PR #1086, opened 2019-01-10
Make ANDROID=1 npm start work again, as it broke at some point

fzzzy:


server/bin/dev.js
```diff
@@ -30,7 +33,7 @@ module.exports = function(app, devServer) {
     app.get('/', android);
     app.get('/legal', android);
     app.get(`/share/:id${ID_REGEX}`, android);
-    app.get(`/download/:id${ID_REGEX}`, android);
+    app.get(`/download/:id${ID_REGEX}/:key`, android);
```
dannycoates: this needs to go on the choo route in `android.js` not the express route

fzzzy: Ok sure that makes sense... But this fixes the bug???

dannycoates: nevermind, i was confused about what we're trying to do here

PR #1087, opened 2019-01-11
use custom elements instead of adding css classes for selectors

dannycoates:
I'd like to try keeping our use of `class` for style only with no semantic meaning implied, but we need a nice way to select ui elements in tests/etc. I propose using custom elements (using `send-` as the prefix). See how I've modified  `download-tests.js` to use the element as an example.

I probably didn't rename everything that we want to classify, so we can change them as we go. I'd prefer not to make *everything* a custom element so if the selector to get to a specific element within a custom element isn't too complicated I'd prefer that over making new elements. For example the `'send-archive > div'` selector in the download test.

@fzzzy @jrbenny35 thoughts?

### DIFF
--- a/app/ui/account.js
+++ b/app/ui/account.js
@@ -62,18 +62,18 @@ class Account extends Component {
     const translate = this.state.translate;
     if (!this.local.loggedIn) {
       return html`
-        <div>
+        <send-account>
           <button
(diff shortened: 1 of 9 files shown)


jrbenny35:
This is pretty great! I like it and I think its a simple change that will aid contributors and future tests.

jrbenny35:
Would this be extended to the android implementation as well? That would be great, as those tests will be quite similar.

What the task requires: Output the data once more, exactly as given.

Exercise solution:
PR #1086, opened 2019-01-10
Make ANDROID=1 npm start work again, as it broke at some point

fzzzy:


server/bin/dev.js
```diff
@@ -30,7 +33,7 @@ module.exports = function(app, devServer) {
     app.get('/', android);
     app.get('/legal', android);
     app.get(`/share/:id${ID_REGEX}`, android);
-    app.get(`/download/:id${ID_REGEX}`, android);
+    app.get(`/download/:id${ID_REGEX}/:key`, android);
```
dannycoates: this needs to go on the choo route in `android.js` not the express route

fzzzy: Ok sure that makes sense... But this fixes the bug???

dannycoates: nevermind, i was confused about what we're trying to do here

PR #1087, opened 2019-01-11
use custom elements instead of adding css classes for selectors

dannycoates:
I'd like to try keeping our use of `class` for style only with no semantic meaning implied, but we need a nice way to select ui elements in tests/etc. I propose using custom elements (using `send-` as the prefix). See how I've modified  `download-tests.js` to use the element as an example.

I probably didn't rename everything that we want to classify, so we can change them as we go. I'd prefer not to make *everything* a custom element so if the selector to get to a specific element within a custom element isn't too complicated I'd prefer that over making new elements. For example the `'send-archive > div'` selector in the download test.

@fzzzy @jrbenny35 thoughts?

### DIFF
--- a/app/ui/account.js
+++ b/app/ui/account.js
@@ -62,18 +62,18 @@ class Account extends Component {
     const translate = this.state.translate;
     if (!this.local.loggedIn) {
       return html`
-        <div>
+        <send-account>
           <button
(diff shortened: 1 of 9 files shown)


jrbenny35:
This is pretty great! I like it and I think its a simple change that will aid contributors and future tests.

jrbenny35:
Would this be extended to the android implementation as well? That would be great, as those tests will be quite similar.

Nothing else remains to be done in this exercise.